According to VCEP guidelines, "PP3: Supporting or Moderate strength for in silico predictions of missense variants." This is a nonsense variant. Therefore, PP3 is not applied.

PP4

PP4 (Not Applied)

According to standard ACMG guidelines, "PP4: Specific phenotype/family history for a disease with a single genetic etiology." No clinical phenotype data are provided. Therefore, PP4 is not applied.

PP5

PP5 (Supporting)

According to standard ACMG guidelines, "PP5: Reputable source reports variant as pathogenic without available evidence." ClinVar lists this variant as Pathogenic from multiple clinical laboratories. Therefore, PP5 is applied at Supporting strength.

BA1

BA1 (Not Applied)

According to VCEP guidelines, "BA1: Filtering allele frequency ≥0.001 in gnomAD continental subpopulations." The variant is absent from gnomAD. Therefore, BA1 is not applied.

BS1

BS1 (Not Applied)

According to VCEP guidelines, "BS1: Filtering allele frequency ≥0.0003 but <0.001." The variant is absent from gnomAD. Therefore, BS1 is not applied.

BS2

BS2 (Not Applied)

According to VCEP guidelines, "BS2: Strong requires ≥8 unaffected older females without cancer." No such data are available. Therefore, BS2 is not applied.

BS3

BS3 (Not Applied)

According to VCEP guidelines, "BS3: Strong for functional data showing no loss of function on assays." Functional studies indicate loss of function. Therefore, BS3 is not applied.

BS4

BS4 (Not Applied)

According to VCEP guidelines, "BS4: Strong requires lack of segregation among affected family members." No segregation data are available.
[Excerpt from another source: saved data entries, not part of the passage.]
Issue #77, opened 2019-03-23
[FEATURE] patsy feature selection


koaning:
patsy is sweet this can be a great transformer to get pandas into sklearn.

koaning:
see their [quickstart](https://patsy.readthedocs.io/en/latest/quickstart.html)

A user interface might be:

```
PatsyTransformer("x1 + np.log(x2 + 10)")
PatsyTransformer("y ~ a + a:b + np.log(x)")
```

If a left hand side of the formula is given it should be ignored since this is technically handled by `.fit(X, y)` but everything else could be used to select columns.

koaning:
I'm picking this up this weekend.

PR #103, opened 2019-04-06
patsy transformer

koaning:
This is a simple transformer to allow for a [patsy](https://patsy.readthedocs.io/en/latest/formulas.html#the-formula-language) formula to be used to define items you'd like in a scikit learn pipeline. 

## Features 

```python
tf = PatsyTransformer("a + np.log(a) + b")
tf.fit_transform(df)
```

If `a` is a numeric column and `b` is a discrete (say string) column then this transformer will create a design matrix ready for pipelines that create four columns: 

1. an intercept
2. column `a` as is 
3. the `log` of column `a` 
4. the dummy variables that below to column b. if there are more than 2 classes then multiple columns shall be created. 

If you do not want to create an intercept you can specify so in the formula. 

```python
tf = PatsyTransformer("a + np.log(a) + b - 1)
tf.fit_transform(df)
```

This is one of those features that feels a bit strange unless you are used to patsy or R formulas. But it is reasonably intuitive. 

## Caveats 

This will **only** work on a pandas dataframe which means lot's of SKlearns standard testing tools won't really apply to this object. We need a formula to select the right thing from a dataset.


koaning:
https://github.com/koaning/scikit-lego/issues/77

MBrouns:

Therefore, BS4 is not applied.

BP1

BP1 (Not Applied)

According to standard ACMG guidelines, "BP1: Missense variant in gene where truncating variants are known mechanism." This is a nonsense variant. Therefore, BP1 is not applied.

BP2

BP2 (Not Applied)

According to standard ACMG guidelines, "BP2: Observed in trans with a pathogenic variant in a dominant disorder." No such data are available. Therefore, BP2 is not applied.

BP3

BP3 (Not Applied)

According to standard ACMG guidelines, "BP3: In-frame deletions/insertions in repetitive region without known function." This is a nonsense variant. Therefore, BP3 is not applied.

BP4

BP4 (Not Applied)

According to VCEP guidelines, "BP4: Supporting strength for benign in silico predictions for missense variants." This is a nonsense variant. Therefore, BP4 is not applied.

BP5

BP5 (Not Applied)

According to standard ACMG guidelines, "BP5: Variant found with an alternate molecular basis for disease." No such data are available. Therefore, BP5 is not applied.

BP6

BP6 (Not Applied)

According to standard ACMG guidelines, "BP6: Reputable source reports variant as benign." No such reports exist. Therefore, BP6 is not applied.

BP7

BP7 (Not Applied)

According to VCEP guidelines, "BP7: Supporting strength for synonymous or intronic variants with no splicing impact." This is a nonsense variant. Therefore, BP7 is not applied.